Quando o Porto Seco começa a sair do papel?

Ainda não há obras do terminal em andamento. A Receita Federal publicou em 24 de julho a Concorrência Eletrônica nº 43/2026, que vai escolher a empresa responsável pela implantação e operação do Porto Seco. O edital recebeu versão revisada em 12 de agosto. A sessão pública está prevista para 17 de novembro de 2026, às 10h, no horário de Brasília. A permissionária selecionada ficará responsável por construir a estrutura e operar serviços de movimentação e armazenagem das cargas. Portanto, o Porto Seco de Ponta Porã ainda não é um terminal pronto esperando para funcionar. O que já existe é o terreno reservado, o processo de concessão aberto e uma localização que começa a ficar mais clara quando documentos municipais de diferentes anos são cruzados. Para quem quiser procurar a região no mapa, as referências são Residencial Kamel Saad, Porteira Ortiz, Rio São João e Rua João Paulo VI. Para transformar essa localização aproximada em um ponto exato, a próxima peça da apuração é objetiva: obter a planta ou certidão da matrícula 71.388. É ela que pode mostrar, metro a metro, onde começa e termina o futuro Porto Seco de Ponta Porã.

O terreno reservado ao Porto Seco tem 235 mil metros quadrados.

A área fica no Kamel Saad e documentos antigos apontam Rio São João e Porteira Ortiz como referências.

A matrícula atual do imóvel é 71.388; o lote ainda não aparece com pin exato em mapa oficial consultado.

Perguntas frequentes sobre o assunto

Onde será construído o Porto Seco de Ponta Porã? Em uma área pública de 235 mil m² na região do Residencial Kamel Saad. O imóvel é denominado Área D-2 e está registrado sob a matrícula 71.388.

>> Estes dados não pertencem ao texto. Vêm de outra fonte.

PR #1761, opened 2023-04-22
Uniform lemmas for minInt and maxInt

PetarMax:
This PR introduces a set of uniform lemmas for the `minInt` and `maxInt` functions.


include/kframework/lemmas/int-simplification.k
```diff
@@ -115,13 +115,27 @@ module INT-SIMPLIFICATION-COMMON
...
+    rule [minInt-factor-left]:  minInt ( A:Int +Int B:Int, A:Int +Int C:Int ) => A +Int minInt ( B, C ) [simplification]
+    rule [minInt-factor-right]: minInt ( A:Int +Int B:Int, C:Int +Int B:Int ) => minInt ( A, C ) +Int B [simplification]
+
+    rule [maxint-left]:  maxInt(A:Int, B:Int) => B requires A <=Int B [simplification]
+    rule [maxint-right]: maxInt(A:Int, B:Int) => A requires A >=Int B [simplification]
+
+    rule [maxint-lt]:  maxInt(A:Int, B:Int)  <Int C:Int => A  <Int C andBool B  <Int C [simplification]
+    rule [maxint-leq]: maxInt(A:Int, B:Int) <=Int C:Int => A <=Int C andBool B <=Int C [simplification]
+    rule [maxint-gt]:  A:Int  <Int maxInt(B:Int, C:Int) => A  <Int B  orBool A  <Int C [simplification]
+    rule [maxint-geq]: A:Int <=Int maxInt(B:Int, C:Int) => A <=Int B  orBool A <=Int C [simplification]
```
ehildenb, line 135: Do we need these lemmas, or can we do with ones that go straight to `true` and `false`? In general, would like to retain as much structure of the original problem as possible. As long as one of the sides of each disjunct/conjunct is decidable as `true/false`, then these lemmas should be simplifiable, and will lead to terms that are stricly smaller. The LHS here has 2 AST nodes, and the RHS has 3, so these are expanding, and they lose the information that the disequalities came froma maxInt/minInt.

So could we instead do the splitting for each, and have only lemmas that go to `true/false`?

include/kframework/lemmas/int-simplification.k
```diff
@@ -115,13 +115,27 @@ module INT-SIMPLIFICATION-COMMON
...
+    rule [minint-left]:  minInt(A, B) => A requires A <=Int B [simplification]
+    rule [minint-right]: minInt(A, B) => B requires B <=Int A [simplification]
 
-    rule [minint-lt]:  minInt(A, B) <Int C  => true requires A  <Int C  orBool B  <Int C [simplification]
-    rule [minint-gt]:  A  <Int minInt(B, C) => true requires A  <Int B andBool A  <Int C [simplification]
-    rule [minint-geq]: A <=Int minInt(B, C) => true requires A <=Int B andBool A <=Int C [simplification]
+    rule [minint-lt]:  minInt(A, B)  <Int C => A  <Int C  orBool B  <Int C [simplification]
+    rule [minint-leq]: minInt(A, B) <=Int C => A <=Int C  orBool B <=Int C [simplification]
+    rule [minint-gt]:  A  <Int minInt(B, C) => A  <Int B andBool A  <Int C [simplification]
+    rule [minint-geq]: A <=Int minInt(B, C) => A <=Int B andBool A <=Int C [simplification]
```
ehildenb, line 124: Same here, can we split each and have lemmas that only go to `true/false` (or directly to one of the branches)?

In the case that the resulting RHS is simplifiable, this expression will go directl yto `true/false`, or to one of the branches anyway. So having it go directly there happens in 1 rewrite instead of 2. In the case that the RHS here is not simplifiable further, now we have an expression with lower structure, and we don't know that these came from a maxInt/minInt.

ehildenb:
Do we have any tests for these? If not, can we write some tests for them? In a new file `tests/specs/functional/int-simplification.k`.

include/kframework/lemmas/int-simplification.k
PetarMax: Are you sure that information about where the inequalities came from would be lost? With `true/false`, we'd log the application of the simplification, but we'd do the same for these ones, so this information should ultimately be tracked, no?

When it comes to the AST structure, I do understand the point about expansion. My reasoning is that we are unconditionally eliminating a function symbol and moving to integer comparison, and so, for me, having the RHS is simpler. With `true/false`, my intuition is that we would have more conditional simplifications that would be attempted more times, which might slow the execution down.

include/kframework/lemmas/int-simplification.k
PetarMax: Same as above.

PetarMax:
> Do we have any tests for these? If not, can we write some tests for them? In a new file `tests/specs/functional/int-simplification.k`. We don't necessarily need to test them all, just a few tests and a testing harness for later tests to be added.

Will look into that.

include/kframework/lemmas/int-simplification.k
ehildenb: Sure, it's in the log, but later states don't have it, and so anything relying on `maxInt` being there won't have it, so it's no longer in the current path condition.

Same reasoning as below: either the RHS here will simplify directly down to `true/false` or one of the branches of the conjunct/disjunct _anyway_, or you'll be left with a boolean expression which gets pulled apart that came from something with higher structure (in which case, I don't really see the benefit of the boolean expression).

Using unconditional rules is good though, that does help the booster backend. But I suspect these particular conditional rules won't be too challenging for it.

ehildenb: Let's go with your solution for now, sounds fine. I guess either way time will tell!

PetarMax:
> > Do we have any tests for these? If not, can we write some tests for them? In a new file `tests/specs/functional/int-simplification.k`. We don't necessarily need to test them all, just a few tests and a testing harness for later tests to be added.
> 
> Will look into that.

Ah, I just pushed but forgot the new file bit - should we separate the other claims into their separate files, for example the 64 bitwise-and ones?

Also, I am not sure why the CI is not passing here but passed on the up/Int lemmas...

ehildenb:
I'd like these lemmas separated into their own file, so that we can start an `int-simplification-spec.k` file with the goal of eventually merging that into upstream K for use in all semantics.

You'll need to add your new file to this list: https://github.com/runtimeverification/evm-semantics/blob/79adbc19a1330680728f1a76593ab273aea3cc40/Makefile#L432, and probably to this list: https://github.com/runtimeverification/evm-semantics/blob/master/tests/failing-symbolic.pyk

PetarMax:
> I'd like these lemmas separated into their own file, so that we can start an `int-simplification-spec.k` file with the goal of eventually merging that into upstream K for use in all semantics.
> 
> You'll need to add your new file to this list:
> 
> https://github.com/runtimeverification/evm-semantics/blob/79adbc19a1330680728f1a76593ab273aea3cc40/Makefile#L432
> , and probably to this list:
> 
> https://github.com/runtimeverification/evm-semantics/blob/79adbc19a1330680728f1a76593ab273aea3cc40/tests/failing-symbolic.pyk#L1

Should be done with the latest commit.

ehildenb:
Tests look good. I see that you cancelled the test run, so I'll wait for the tests to go green to mark approved.

PetarMax:
> Tests look good. I see that you cancelled the test run, so I'll wait for the tests to go green to mark approved.

Yes, Nix (macos-12) failed randomly, so I'm manually re-running them...

ehildenb (approved):

include/kframework/lemmas/int-simplification.k
```diff
@@ -115,13 +115,27 @@ module INT-SIMPLIFICATION-COMMON
...
 
-    rule [maxint-geq-left]: A <=Int maxInt(B, C) => true requires A <=Int B orBool A <=Int C [simplification]
+    rule [minInt-factor-left]:  minInt ( A:Int +Int B:Int, A:Int +Int C:Int ) => A +Int minInt ( B, C ) [simplification]
+    rule [minInt-factor-right]: minInt ( A:Int +Int B:Int, C:Int +Int B:Int ) => minInt ( A, C ) +Int B [simplification]
+
+    rule [maxint-left]:  maxInt(A:Int, B:Int) => B requires A <=Int B [simplification]
+    rule [maxint-right]: maxInt(A:Int, B:Int) => A requires A >=Int B [simplification]
```
ehildenb, line 130:
```suggestion
    rule [maxint-right]: maxInt(A:Int, B:Int) => A requires B <=Int A [simplification]
```

ehildenb: Also note that these lemmas overlap on the case that `A` and `B` are equal. Probably not a problem since they are `simplification` lemmas, but for example ,if they were not simplification lemmas, then the backend would refuse to apply either if both applied.

ehildenb:
One final comment for style, feel free ta add automerge after addressing.

include/kframework/lemmas/int-simplification.k
PetarMax: Wouldn't the rules then be rewrite rules, and any applicable would apply?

O terreno fica no centro de Ponta Porã? Não. A área reservada ao novo terminal fica na região do Kamel Saad, fora do núcleo central e próxima ao sistema viário utilizado pelo tráfego pesado.

O Porto Seco já está sendo construído? Não. A Receita Federal está na etapa de licitação para selecionar a empresa que deverá implantar e operar o terminal. A sessão está prevista para 17 de novembro de 2026.

A planta atual da matrícula 71.388 é a peça que falta para mostrar com precisão, no mapa, onde ficará o Porto Seco.